Table 4: The Jaccard similarity matrix.
Observation	Cluster A	Cluster B	Cluster C
Cluster A	1.00	0.75	0.01
Cluster B	0.75	1.00	0.21
Cluster C	0.01	0.21	1.00

For visualization purpose, we perform principal component analysis (PCA) on the Jaccard similarity matrix. The first two components are used to visually check how the clusters/groups similar to each other.

7.2 Congruent features

For each cluster/group, we define which features are common and specific compared to all the other clusters/groups.

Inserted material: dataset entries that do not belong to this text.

PR #179, opened 2017-11-10
Remove wait for ssl certificate request to finish

mkjelland:
Waiting for the ssl certificate request to complete makes the bind operation for mysql 2nd generation instances consistently take longer than 60 seconds, which is the default timeout. I'm removing the wait for now and adding a longer sleep to the integration tests so they will still pass.

The ssl certificates are returned before the bind operation finishes, but the instance needs to be updated to use them, which takes 40-60 seconds. The request will continue to run in the background.

### DIFF
--- a/brokerapi/brokers/account_managers/sql_account_manager.go
+++ b/brokerapi/brokers/account_managers/sql_account_manager.go
@@ -74,11 +74,6 @@ func (sam *SqlAccountManager) CreateAccountInGoogle(instanceID string, bindingID
 	if err != nil {
 		return models.ServiceBindingCredentials{}, fmt.Errorf("Error creating ssl certs: %s", err)
 	}
-	certInsertOperation := newCert.Operation
-	err = sam.pollOperationUntilDone(certInsertOperation, sam.ProjectId)
-	if err != nil {
-		return models.ServiceBindingCredentials{}, fmt.Errorf("Error encountered while polling until operation id %s completes: %s", op.Name, err)
-	}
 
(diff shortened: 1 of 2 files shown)


brokerapi/brokers/account_managers/sql_account_manager.go
```diff
@@ -74,11 +74,6 @@ func (sam *SqlAccountManager) CreateAccountInGoogle(instanceID string, bindingID
 	if err != nil {
 		return models.ServiceBindingCredentials{}, fmt.Errorf("Error creating ssl certs: %s", err)
 	}
-	certInsertOperation := newCert.Operation
```
johnsonj: totally agree with this removal unless there's a reason outside of test code.

integration_tests/async_integration_test.go
```diff
@@ -245,6 +245,9 @@ var _ = Describe("AsyncIntegrationTests", func() {
 			Expect(err).NotTo(HaveOccurred())
 			Expect(credsMap["uri"]).To(ContainSubstring("postgres"))
 
+			// The bind oepration finishes before the instance has finished updating
+			time.Sleep(60 * time.Second)
```
johnsonj: I know it's way more work but did you consider fetching the Operation and polling? This [API](https://cloud.google.com/resource-manager/reference/rest/v1/operations/get) allows you to find a pending operation.

tests relying on time.Sleep() are likely to break

mkjelland: That's a good idea, thanks!

PR #180, opened 2017-11-10
Updating version default text for cloud sql

mkjelland:
This better reflects the format of the version that is expected, and shows the different default values for different instance types.


mkjelland:
ignore this one, git didn't know who I was when I committed this!

Issue #172, opened 2017-09-20
Ability to configure AclEntry for CloudSQL Broker


amcculley:
https://github.com/GoogleCloudPlatform/gcp-service-broker/blob/master/brokerapi/brokers/cloudsql/broker.go

Line: 145

Assuming we want to restrict access, where would be the appropriate place to configure this?  Env Var, Plan, ?

ccemeraldeyes:
I'd probably implement this as a parameter to provision

PR #183, opened 2017-11-14
Add authorized networks field to plan details for cloud sql

mkjelland:
For #172

`authorized_networks` is a comma separated list of authorized networks. If no networks are desired, the field should be set to "none".

The field is required in the tile, so if people are updating the service broker, they will be required to fill in a value for this in their plans. I don't believe previously created instances will be updated to respect this new field.


mkjelland:
I'm going to close this one and open another once I confirm that the customer is ok with making this a parameter instead of a plan detail. Thanks for the feedback @ccemeraldeyes

PR #185, opened 2017-12-05
tile: fix spanner node description

### LINKED ISSUE #184: tile: Spanner Number of Nodes Description is wrong
today: "Between 3 and 30 (see https://cloud.google.com/bigtable/pricing for more information)"

johnsonj:
fixes #184

### DIFF
--- a/tile.yml
+++ b/tile.yml
@@ -449,6 +449,6 @@ service_plan_forms:
     - name: num_nodes
       label: Number of Nodes
       type: string
-      description: "Between 3 and 30 (see https://cloud.google.com/bigtable/pricing for more information)"
+      description: "A minimum of 3 nodes is recommended for production environments. (see https://cloud.google.com/spanner/pricing for more information)"
       configurable: true
-      default: '3'
+      default: '1'


tile.yml
```diff
@@ -449,6 +449,6 @@ service_plan_forms:
     - name: num_nodes
       label: Number of Nodes
       type: string
-      description: "Between 3 and 30 (see https://cloud.google.com/bigtable/pricing for more information)"
+      description: "A minimum of 3 nodes is recommended for production environments. (see https://cloud.google.com/spanner/pricing for more information)"
       configurable: true
-      default: '3'
\ No newline at end of file
+      default: '1'
```
mkjelland: Can you explain why the default is changing to 1 which the recommendation is to use 3?

johnsonj: 3 is the recommended min for prod but 1 is fine for other use cases. I am operating under the assumption that a user taking spanner to prod is doing proper capacity planning and not relying on the default, but someone exploring spanner would. 

Happy to go either way with it

PR #186, opened 2017-12-12
Add parameter to provision to specify which networks should be author…

mkjelland:
…ized to access cloudsql instances


docs/use.md
```diff
@@ -86,6 +86,7 @@ Notes:
         * `backup_start_time` (defaults to `"06:00"`)
         * `binlog` (defaults to `false` for 1st gen, true for 2nd gen, set to "true" to use)
         * `activation_policy` (defaults to `on demand`)
+        * `authorized_networks` (defaults to none)
```
ccemeraldeyes: I'd clarify what format is expected here

mkjelland: Good idea, thanks!

PR #188, opened 2017-12-15
Update postgres uri to enable using spring cloud connectors

mkjelland:
Adding certs to the connection uri that is returned in VCAP_SERVICES to applications on bind, and updated go test app to use the uri for connections instead of building it's own uri.

Spring cloud connectors would only connect if I added the `jdbc` in front of the url.

### DIFF
--- a/brokerapi/brokers/account_managers/sql_account_manager.go
+++ b/brokerapi/brokers/account_managers/sql_account_manager.go
@@ -198,8 +198,8 @@ func (b *SqlAccountManager) BuildInstanceCredentials(bindRecord models.ServiceBi
 		combinedCreds["uri"] = fmt.Sprintf("mysql://%s:%s@%s/%s?ssl_mode=required",
 			url.QueryEscape(combinedCreds["Username"]), url.QueryEscape(combinedCreds["Password"]), combinedCreds["host"], combinedCreds["database_name"])
 	} else if service_to_name[sid] == models.CloudsqlPostgresName {
-		combinedCreds["uri"] = fmt.Sprintf("postgres://%s/%s?user=%s&password=%s&ssl=true",
-			combinedCreds["host"], combinedCreds["database_name"], url.QueryEscape(combinedCreds["Username"]), url.QueryEscape(combinedCreds["Password"]))
+		combinedCreds["uri"] = fmt.Sprintf("jdbc:postgres://%s:%s@%s/%s?sslmode=require&sslcert=%s&sslkey=%s&sslrootcert=%s",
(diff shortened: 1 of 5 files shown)


examples/go/sb-test/README.md
```diff
@@ -37,7 +37,8 @@ This is not an official Google product.
 
 * `/test-storage` - lists all buckets in the given project
 * `/test-pubsub` - returns the name of the first topic in the project
-* `/test-cloudsql` - tests the connection to the first bound database
+* `/test-cloudsql-mysql` - tests the connection to the first bound mysql database
+* `/test-cloudsql-postgres` - tests the connection to the first bound postgres database
```
mkjelland: This url was just outdated so I updated it. It isn't super related to this change.

brokerapi/brokers/account_managers/sql_account_manager.go
```diff
@@ -198,8 +198,8 @@ func (b *SqlAccountManager) BuildInstanceCredentials(bindRecord models.ServiceBi
 		combinedCreds["uri"] = fmt.Sprintf("mysql://%s:%s@%s/%s?ssl_mode=required",
 			url.QueryEscape(combinedCreds["Username"]), url.QueryEscape(combinedCreds["Password"]), combinedCreds["host"], combinedCreds["database_name"])
 	} else if service_to_name[sid] == models.CloudsqlPostgresName {
-		combinedCreds["uri"] = fmt.Sprintf("postgres://%s/%s?user=%s&password=%s&ssl=true",
-			combinedCreds["host"], combinedCreds["database_name"], url.QueryEscape(combinedCreds["Username"]), url.QueryEscape(combinedCreds["Password"]))
+		combinedCreds["uri"] = fmt.Sprintf("jdbc:postgres://%s:%s@%s/%s?sslmode=require&sslcert=%s&sslkey=%s&sslrootcert=%s",
```
johnsonj: This discussion has probably happened elsewhere- but:

This is a JDBC specific format and we advertise this a a generic URI. Should be exposed differently in the combinedCreds (binding credentials)? For example as 'jdbc_uri'? 

If it needs to be called URI perhaps URI Format needs to be a binding parameter so the user would so something like:
```bash
cf bind-service myapp mydb -c '{"uri_format":"jdbc"}'
```

mkjelland: That's a good idea. It does to need to be called "uri", because if there is a field called "uri", spring cloud connectors will use that. If there isn't a field called that, it'll looks for a field called "jdbcUrl". Maybe the best solution is to include a uri_format parameter to bind, and then exclude the "uri" field if that option is set, and instead pass back "jdbcUrl". What do you think?

johnsonj: Sounds good to me!

mkjelland: Thanks Jeff!

PR #204, opened 2018-04-19
jbdc -> jdbc

josephlewis42:
Typo fix causing bad JDBC URIs to be returned from the CloudSQL broker.


josephlewis42:
@evandbrown this should be the fix to that URL problem. We can ask @mkjelland to review because she was `git blame`d :-)

evandbrown:
Thanks, @josephlewis42!

PR #206, opened 2018-05-14
Mysql jdbc fix

josephlewis42:
@evandbrown I'd like your thoughts about this as a fix for that problem João is facing.

1. I really hate creating a conditional on that `"jdbc:"` that comes from the map.
2. Would it be possible to add an additional key in combinedCreds for a JDBC variant e.g. `"JdbcUri"` and just include it by default in all results? I don't know enough about what's happening downstream to figure out if that would be exposed to a user. That could mitigate inadvertently breaking someone else's environment.
3. This _should_ be a non-breaking change but it might start exposing username/password pairs in application logs if users were only doing basic sanitation.

I also have to figure out how to test/build this, looks like it needs a custom go setup?

Thoughts?

### DIFF
--- a/brokerapi/brokers/account_managers/sql_account_manager.go
+++ b/brokerapi/brokers/account_managers/sql_account_manager.go
@@ -182,13 +182,23 @@ func (b *SqlAccountManager) BuildInstanceCredentials(bindRecord models.ServiceBi
 	}
 
 	sid := instanceRecord.ServiceId
+	sqlModelName := service_to_name[sid]
 
 	combinedCreds := utils.MergeStringMaps(bindDetails, instanceDetails)
+	isJdbc := combinedCreds["UriPrefix"] == "jdbc:"
 
-	if service_to_name[sid] == models.CloudsqlMySQLName {
+	if sqlModelName == models.CloudsqlMySQLName && isJdbc {
+		q := url.Values{}
+		q.Set("ssl_mode", "required")
+		q.Set("user", combinedCreds["Username"])
+		q.Set("password", combinedCreds["Password"])
+
+		combinedCreds["uri"] = fmt.Sprintf("%smysql://%s/%s?%s",
+			combinedCreds["UriPrefix"], combinedCreds["host"], combinedCreds["database_name"], q.Encode())
+	} else if sqlModelName == models.CloudsqlMySQLName {
 		combinedCreds["uri"] = fmt.Sprintf("%smysql://%s:%s@%s/%s?ssl_mode=required",
 			combinedCreds["UriPrefix"], url.QueryEscape(combinedCreds["Username"]), url.QueryEscape(combinedCreds["Password"]), combinedCreds["host"], combinedCreds["database_name"])
-	} else if service_to_name[sid] == models.CloudsqlPostgresName {
+	} else if sqlModelName == models.CloudsqlPostgresName {
 		combinedCreds["uri"] = fmt.Sprintf("%spostgres://%s:%s@%s/%s?sslmode=require&sslcert=%s&sslkey=%s&sslrootcert=%s",
 			combinedCreds["UriPrefix"], url.QueryEscape(combinedCreds["Username"]), url.QueryEscape(combinedCreds["Password"]), combinedCreds["host"], combinedCreds["database_name"], url.QueryEscape(combinedCreds["ClientCert"]), url.QueryEscape(combinedCreds["ClientKey"]), url.QueryEscape(combinedCreds["CaCert"]))
 	} else {


evandbrown:
First, thanks for taking this on, Joseph!

1. I think checking the `UriPrefix` is ok. It's now basically a flag since you discovered that the JDBC and non-JDBC connection strings differ on more than just that prefix. 

2. According to [this doc](https://github.com/GoogleCloudPlatform/gcp-service-broker/blob/master/docs/use.md), if `jdbc_uri_format` is true then the "`uri` field will contain a jdbc formatted uri". Although it's [possible to add](https://docs.cloudfoundry.org/services/binding-credentials.html) another key (like `JdbcUri`), I'm thinking we should acknowledge the `jdbc_uri_format` flag if set and make `uri` contain the JDBC string.

3. Is there a reason this would expose credentials any different than the non-JDBC or Postgres modes do?

evandbrown:
Oh and the `go` setup is a little weird. Here's how I'd do it (you'll want to install `direnv` if you don't already have it):

```
$ mkdir -p gcp-service-broker/src
$ git clone git@github.com:GoogleCloudPlatform/gcp-service-broker.git gcp-service-broker/src/gcp-service-broker
$ echo 'export GOPATH=`pwd`
export PATH=$PATH:$GOPATH/bin' > gcp-service-broker/.envrc
$ cd gcp-service-broker/src/gcp-service-broker
$ direnv allow
$ go build cmd/migrate/migrate.go
```

Oh wow, I just did that and saw that the `migrate` binary is checked in. Yikes. I added that to #207

evandbrown:
Ahh, gotcha on the Spring bit. Since the bound credentials are exposed as env vars and we don't really control what the app/framework/dev does with them if they read them, I'm inclined to say it's OK. It would be interesting to observe how vanilla Spring behaves, though.

LMK if I can help w/ the Go setup beyond my previous comment. Once a test is added (or fixed) for the JDBC stuff, we should be able to merge and send on to integration testing.

joaoandremartins:
Based on [this article](https://spring.io/blog/2015/04/27/binding-to-data-services-with-spring-boot-in-cloud-foundry), it seems that the provided JDBC URL has that weird shape on purpose:

> NOTE: The URL in the VCAP_SERVICES is actually not a “jdbc” scheme, which should be mandatory for JDBC connections. This is, however, the format that Cloud Foundry normally presents it in because it works for nearly every language other than Java. Spring Cloud Connectors or the buildpack auto-reconfiguration, if they are creating a DataSource, will translate it into a jdbc:* URL for you.

It's still not clear to me what, in Cloud Foundry, is reading and parsing this JDBC URL.

Also, [the JDBC URL recommended by the Cloud SQL team](https://cloud.google.com/sql/docs/mysql/connect-external-app) points the JDBC driver to a special tunneling `SocketsFactory`:

> jdbc:mysql://google/%s?cloudSqlInstance=%s&socketFactory=com.google.cloud.sql.mysql.SocketFactory&useSSL=false

If we can't use this in CF and need to use the default socket factory, then it's unclear to me what the value our starters can offer in CF is, and I would prefer to back off and let users configure their JDBC setup the same way as they used to do.

Finally, I'm finding that something in CF is disregarding our provided `DataSourceProperties` (probably what they call "auto-reconfiguration").
For example, using the `spring-cloud-gcp-starter-sql-mysql` and making a query using `JdbcTemplate`, I can verify that `DataSourceProperties` is well configured but the resulting `DataSource` is configured with a `jdbc:mysql://null/null` URL.
This is also probably auto-reconfiguration's doing, which disregards the provided `DataSourceProperties`, and even the `DataSource` provided by Spring Boot, and instead tries to build a `DataSource` from `VCAP_SERVICES`, at which point it might not be able to detect our `google-cloudsql-mysql` configuration there and produces that useless JDBC URL/`DataSource`.

saturnism:
/cc @nebhale

Ben, in this issue, it reads like that the Java Buildpack is reading/parsing the VCAP services configuration, and then applying auto-reconfiguration for Spring apps at deployment time by adding new dependencies and also configuring JDBC URIs, etc.

In Spring Cloud GCP, we have corresponding starters that can already extract VCAP information and construct this URI and many other properties.  However, it looks like that the existing Java buildpack also injected other code to override and/or change this configuration.

I'm trying to see how we can solve this issue, e.g.:
- avoid auto-reconfiguration by CF buildpack
- or, add Spring Cloud GCP starter as part of the buildpack auto-reconfiguration
- or, a combination of both
- or maybe there is something else we are not aware of :)

Thanks!

nebhale:
I agree that this appears to be auto-reconfiguration kicking in an overwriting an existing `DataSource` with one configured to the contents of `VCAP_SERVICES`.  Auto-configuration is pretty thin, wrapping around [Spring Cloud Connectors](https://cloud.spring.io/spring-cloud-connectors/spring-cloud-cloud-foundry-connector.html#_mysql) and if I had to guess the GCP service flags on the detection criteria for that project.

I see two possibilities for solving this and I'd like @scottfrederick (lead of Spring Cloud Connectors) to weigh in with his suggestions.  The first option is for SCC to gain direct knowledge of the GCP services and find some way to avoid them or otherwise configure them properly.  The second option is to extend our "disable auto-reconfiguration" heuristics from just noticing that someone has used SCC to include both SCC and the GCP starter.  To do the latter, we'd need to be able to find some bean type that is GCP-specific in the `ApplicationContext` (maybe some shared credential type?).

I think the advantage of the former is that it could handle this issue without us disabling all auto-reconfiguration in globally, but I'm certainly sensitive to that pushing work onto another team when the "big hammer" solution might be sufficient.

scottfrederick:
Just for reference, there has been some discussion on Spring Cloud Connectors and Google Cloud SQL in [an issue](https://github.com/spring-cloud/spring-cloud-connectors/issues/191) in the SCC Github repo. Looking at the example `VCAP_SERVICES` payload in that issue, SCC must be detecting on the `uri` field with the scheme `mysql://`. 

It wouldn't be hard to create an SCC extension project to create a properly configured `DataSource` as suggested at the end of that issue thread, but that seems to compete with the starters approach in `spring-cloud-gcp`. 

Alternatively, the core SCC library that contains the service type detection logic could be modified to disqualify a Google Cloud SQL service if found in `VCAP_SERVICES`. This would have to be done by looking for GCP-specific values in the `label` field (e.g. `google-cloudsql`) or the `tags` field (e.g. `gcp`, `cloudsql`). We haven't had to do this for other vendor-provided DBs, and it feels a bit hacky to me. Such a change would require a new release of SCC, and a new release of the Java buildpack to pull in the new SCC release. Users with older versions of the JBP would still have the problem.

nebhale:
I think that no matter what the solution is, it'll be a going forward fix but until then, today's ability to disable auto-reconfiguration with `cf set-env <APP> JBP_CONFIG_SPRING_AUTO_RECONFIGURATION '{enabled: false}'` will be the work-around.

Another reason that this might be best fixed in SCC is that putting the disabling logic in the buildpack doesn't help the situation where SCC and the GCP starter both exist together in an application.  Is that likely to be common enough that it tips the scales in one direction or another?

scottfrederick:
> the situation where SCC and the GCP starter both exist together in an application. Is that likely to be common enough that it tips the scales in one direction or another?

I'd say that's a likely combination given that apps often use SCC to configure other connections.

saturnism:
@joaoandremartins can we try and document the workaround `cf set-env <APP> JBP_CONFIG_SPRING_AUTO_RECONFIGURATION '{enabled: false}' ` when using Spring Cloud GCP w/ PCF? That seems to solve all of our issues.

@scottfrederick It would be great to have a `spring-cloud-gcp-connector` of some sort to make this seamless w/ PCF deployments. That would be ideal for the long term. How do we get started? :)

joaoandremartins:
Huzzah! I finally got my CF cluster to start working again, and I verified that `cf set-env <APP> JBP_CONFIG_SPRING_AUTO_RECONFIGURATION '{enabled: false}'` works like a charm.

We'll be documenting this as a solution on our side.

In the meantime, it sounds like some work still needs to be done on the GCP CF CB side, namely ensuring that the current URI gets picked up by whatever is doing the auto reconfiguration on the Java buildpack, so that we don't end up with a `jdbc:mysql://null/null` URL in the `DataSource`.

Not sure if in scope here, but we should also be using the [Google Cloud SQL sockets factory](https://github.com/GoogleCloudPlatform/cloud-sql-jdbc-socket-factory). If we can do that without resorting to our starters, the URL should also be built differently, e.g., `jdbc:mysql://google/...`.

Also FYI that the documentation in https://docs.pivotal.io/partners/gcp-sb/using.html needs to be updated. Specifically, in the SQL bit, `google-cloudsql` service name no longer exists, it's now divided in `google-cloudsql-mysql` and `google-cloudsql-postgres`. The `d4_standard` plan also no longer exists.

evandbrown:
Woohoo!

PR #218, opened 2018-07-17
Use Viper rather than `os.GetEnv`

### LINKED ISSUE #158: add envconfig repo

josephlewis42:
Rather than `os.GetEnv()` for every environment call, we use the Viper registry. If the user specifies a `--config` in TOML, YAML, JSON, or .properties formats, it will be read and used.

This will allow us to more easily document what flags we're using, write tests, refactor environment names safely, integrate with CLI flags and opens the way towards using key/value configuration systems like [etcd or consul](https://github.com/spf13/viper) and potentially [Vault](https://github.com/spf13/viper/issues/306) further down the line.

fixes #158


cmd/root.go
```diff
@@ -49,3 +53,22 @@ func Execute() {
...
+	viper.SetEnvKeyReplacer(strings.NewReplacer(".", "_"))
+	viper.AutomaticEnv()
+}
+
+func initConfig() {
+	if cfgFile != "" {
+		viper.SetConfigFile(cfgFile)
+
+		if err := viper.ReadInConfig(); err != nil {
+			fmt.Println("Can't read config:", err)
```
craigatgoogle: These two lines can be combined into a single: log.Fatalf()

cmd/serve.go
```diff
@@ -65,16 +70,21 @@ func serve() {
...
 	// init api
+	logger.Info("Serving", lager.Data{
+		"port":     viper.GetString("api.port"),
+		"username": username,
+	})
+
 	brokerAPI := brokerapi.New(serviceBroker, logger, credentials)
 	http.Handle("/", brokerAPI)
-	http.ListenAndServe(":"+os.Getenv("PORT"), nil)
+	http.ListenAndServe(":"+viper.GetString("api.port"), nil)
```
craigatgoogle: Instead of retrieving "api.port" twice, consider doing it once and assigning to a variable, similar to username and password.

db_service/setup_db.go
```diff
@@ -27,29 +27,48 @@ import (
 	"code.cloudfoundry.org/lager"
 	"github.com/go-sql-driver/mysql"
 	"github.com/jinzhu/gorm"
+	"github.com/spf13/viper"
 )
 
+const (
+	caCertProp     = "db.ca.cert"
```
craigatgoogle: This approach seems inconsistent with serve.go. I'm not sure what the benefit is of adding a layer of indirection as opposed to using the strings in-line.

josephlewis42: These are used twice, so I wanted to avoid a double hard-coded variable in case one got changed. What do you think about pulling these out into a separate config package?

Something that would hold string constants and set up the legacy mappings? I always feel a little bit iffy about that as a design pattern because I feel like it lets access creep deep into the code which means people start panicing rather than returning errors which I feel is an anti-pattern. But maybe it can't be helped in this case.

Thoughts?

craigatgoogle: I could see the benefit of either approach. My primary appeal is for consistency across the code base. As you're closer to this code, I'll defer to your best judgement :)

PR #162, opened 2022-08-02
Add retryable HTTP client from v1

ofalvai:
Moves our preconfigured retryable HTTP client [in v1](https://github.com/bitrise-io/go-utils/blob/v1/retry/retryhttp.go) to the current master.

### DIFF
--- a/http/retryhttp.go
+++ b/http/retryhttp.go
@@ -5,21 +5,21 @@ import (
 	"github.com/hashicorp/go-retryablehttp"
 )
 
-// HTTPLogAdaptor adapts the retryablehttp.Logger interface to the go-utils logger.
-type HTTPLogAdaptor struct {
+// NewHTTPClient returns a retryable HTTP client with common defaults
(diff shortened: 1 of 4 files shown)


http/retryhttp.go
```diff
@@ -0,0 +1,25 @@
+package http
+
+import (
+	"github.com/bitrise-io/go-utils/v2/log"
+	"github.com/hashicorp/go-retryablehttp"
+)
+
+// NewHTTPClient returns a retryable HTTP client with common defaults
+func NewHTTPClient(logger log.Logger) *retryablehttp.Client {
```
godrei, line 9: Clients will use this function this way: `http.NewHTTPClient`, while earlier this was: `retry.NewHTTPClient`. I prefer the older syntax, as it gives more context to this package (**retry**).

What about using `httpretry` as package name (-> `httpretry.NewClient`) or using the original package name (`retry` -> `retry.NewHTTPClient`)?

godrei (approved):

PR #165, opened 2022-08-11
Remove go-utils/v1 dependency

ofalvai:
This removes the last remaining circular dependencies from this library.

Changes:
- Make `analytics/client` use the retry HTTP client from `retryhttp`
- Move the `colorstring` package over from v1 as `log/colorstring`. Everying that was public in v1 is still public in v2.

### DIFF
--- a/go.mod
+++ b/go.mod
@@ -1,12 +1,19 @@
 module github.com/bitrise-io/go-utils/v2
 
-go 1.16
+go 1.17
 
 require (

This is done simply by counting how many features are common between the same clusters in different datasets/comparisons, and by calculating the median rank for each feature.

First, we compute the markers set for each datasets:

Table 5: The marker set for each cluster in each dataset (dataset 1 is D1, dataset 2 is D2, dataset 3 is D3).
Rank	Cluster A in D1	Cluster A in D2	Cluster A in D3
1	Feature 1	Feature 2	Feature 9
2	Feature 2	Feature 1	Feature 10
3	Feature 5	Feature 3	Feature 11
4	Feature 6	Feature 4	Feature 1
5	Feature 7	Feature 8	Feature 12

Then we calculate:

The occurence (in percentage) of each feature for each cluster/group.
The median rank for each feature.

For example, in this case where we considere Cluster A, Feature 1 has a median rank of 2, and it occurs 100% of the times across the three datasets.

The features that have a high occurence and low (better) median rank are the features that are specific to the cluster, while the features that have low occurence and high (worse) rank are the features that are non specific to the cluster.